Aside from being a bit lightheaded and dizzy, I am feeling really good this week. It helps that the secret is out there and others know and can share in our joy. It also helps that I am not craving carbs every thirty seconds to keep the nausea at bay. I feel back to my normal self, just with a baby in tow. Speaking of a baby in tow, you've given me a bump that seemed to come out of nowhere last week. My jeans are about to be put away for the year.
I went in for a routine appointment on Tuesday and she unexpectedly pulled out a heartbeat ultrasound machine. She rubbed it along my middle and I heard a quick heartbeat confirming you were still in there and doing well. "152," she said. "Sounds perfect." It is the most affirming and comforting sound to hear.
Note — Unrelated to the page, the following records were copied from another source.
PR #1686, opened 2019-10-11
a11y fixes for accordion

metalix2:
+ [x] `UNRELEASED.md`
+ [x] `README.md`
+ [x] Tests

Browser support
Please complete this list of browsers that you've checked this works in.

+ [ ] IE11
+ [ ] Edge
+ [x] Safari (iOS)
+ [x] Chrome (Android)
+ [x] Chrome (Desktop)
+ [x] Firefox (Desktop)

### No Violations

BpkAccordionA11y

### Before with Violations
BpkAccordionOld

1) ARIA role must be appropriate for the element

2) ARIA attributes must conform to valid values

3) <dl> elements must only directly contain properly-ordered <dt> and <dd> groups, <script> or <template> elements

Also Tested on Android with Talkback, functionality is exact same.

### DIFF
--- a/packages/bpk-component-accordion/src/BpkAccordionItem.js
+++ b/packages/bpk-component-accordion/src/BpkAccordionItem.js
@@ -45,14 +45,13 @@ const BpkAccordionItem = props => {
     );
   }
 
-  const titleId = `${id}_title`;
   const contentId = `${id}_content`;
 
   return (
     <div id={id} {...rest}>
       <dt
-        role="heading"
         aria-level="3"
+        aria-labelledby={id}
         className={getClassName('bpk-accordion__title')}
       >
         <button
@@ -76,16 +75,15 @@ const BpkAccordionItem = props => {
           </span>
         </button>
       </dt>
-      <AnimateHeight duration={200} height={expanded ? 'auto' : 0}>
-        <dd
-          id={contentId}
-          role="region"
-          aria-labelledby={titleId}
-          className={getClassName('bpk-accordion__content-container')}
-        >
+      <dd
+        id={contentId}
+        aria-labelledby={contentId}
+        className={getClassName('bpk-accordion__content-container')}
+      >
+        <AnimateHeight duration={200} height={expanded ? 'auto' : 0}>
           {children}
-        </dd>
-      </AnimateHeight>
+        </AnimateHeight>
+      </dd>
     </div>
   );
 };
--- a/packages/bpk-component-accordion/src/BpkAccordionItem.js
+++ b/packages/bpk-component-accordion/src/BpkAccordionItem.js
@@ -32,7 +32,16 @@ const ExpandIcon = withButtonAlignment(ChevronDownIcon);
 
 const BpkAccordionItem = props => {
   const iconClassNames = [getClassName('bpk-accordion__item-expand-icon')];
-  const { id, title, children, expanded, onClick, tagName, ...rest } = props;
+  const {
+    id,
+    title,
+    children,
+    expanded,
+    onClick,
+    tagName,
+    textStyle,
+    ...rest
+  } = props;
 
   // if this component is passed initiallyExpanded, this makes sure it doesn't
   // end up on the node. Not ideal as our container component shouldn't be passing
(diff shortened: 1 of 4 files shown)


packages/bpk-component-accordion/src/BpkAccordionItem.js
```diff
@@ -45,14 +45,13 @@ const BpkAccordionItem = props => {
     );
   }
 
-  const titleId = `${id}_title`;
   const contentId = `${id}_content`;
 
   return (
     <div id={id} {...rest}>
       <dt
-        role="heading"
```
metalix2: ARIA role must be appropriate for the element
https://developer.mozilla.org/en-US/docs/Web/Accessibility/ARIA/Roles/heading_role
This Element type cannot support the Role `Heading`

packages/bpk-component-accordion/src/BpkAccordionItem.js
```diff
@@ -45,14 +45,13 @@ const BpkAccordionItem = props => {
...
         aria-level="3"
+        aria-labelledby={id}
```
metalix2: ARIA attributes must conform to valid values
`aria-labelledby` must match a valid element id
https://developer.mozilla.org/en-US/docs/Web/Accessibility/ARIA/ARIA_Techniques/Using_the_aria-labelledby_attribute

packages/bpk-component-accordion/src/BpkAccordionItem.js
```diff
@@ -45,14 +45,13 @@ const BpkAccordionItem = props => {
     );
   }
 
-  const titleId = `${id}_title`;
```
metalix2: no longer need.

packages/bpk-component-accordion/src/BpkAccordionItem.js
```diff
@@ -76,16 +75,15 @@ const BpkAccordionItem = props => {
           </span>
         </button>
       </dt>
-      <AnimateHeight duration={200} height={expanded ? 'auto' : 0}>
```
metalix2: <dl> elements must only directly contain properly-ordered <dt> and <dd> groups, <script> or <template> elements

`<AnimateHeight>` which is a `<div>` must not be a child of `<dl>` only `<dt>`, `<dd>` are allowed to be children of `<dl>`

Functionally still works the same.

packages/bpk-component-accordion/src/BpkAccordionItem.js
georgegillams: In my mind, it does seem appropriate for it to be a heading though...  Maybe the `dt` tag should be replaced with `h3`? wdyt?

metalix2: We could set a child element of the `<dt/>` to have the role set on it but as it stands the dt tag roles are limited to Dialog roles only https://developer.mozilla.org/en-US/docs/Web/Accessibility/ARIA/Roles/dialog_role and maybe some others but not heading unfortunately.

packages/bpk-component-accordion/src/BpkAccordionItem.js
```diff
@@ -76,16 +75,15 @@ const BpkAccordionItem = props => {
...
-        <dd
-          id={contentId}
-          role="region"
-          aria-labelledby={titleId}
-          className={getClassName('bpk-accordion__content-container')}
-        >
+      <dd
+        id={contentId}
+        aria-labelledby={contentId}
```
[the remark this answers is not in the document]
metalix2: Well We're already using the `id` for the div want this aria-labelled-by to link to that same one? and remove contentId?

packages/bpk-component-accordion/src/BpkAccordionItem.js
metalix2: Sorry not dialog - definition roles see.
https://developer.mozilla.org/en-US/docs/Web/Accessibility/ARIA/ARIA_Techniques/Using_the_aria-labelledby_attribute Example 6

georgegillams:
Just tested on IE and Edge, and all good there too 💯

And then this morning we got to see you again on the big screen. You were moving around, your head and arms turning every which way. It made me laugh as you are becoming bigger and bigger. We saw fingers and a nose and the umbilical cord all where they should be. I know you are tucked safely inside, but not being able to see you often or feel you yet makes my mothering heart worry just a tad. Seeing you was the reassurance I needed after a busy and tiring last two weeks.
I've already found myself feeling extremely responsible for you and protective over you. I know this will only multiply as you eventually join us in this world.
We are so looking forward to that day.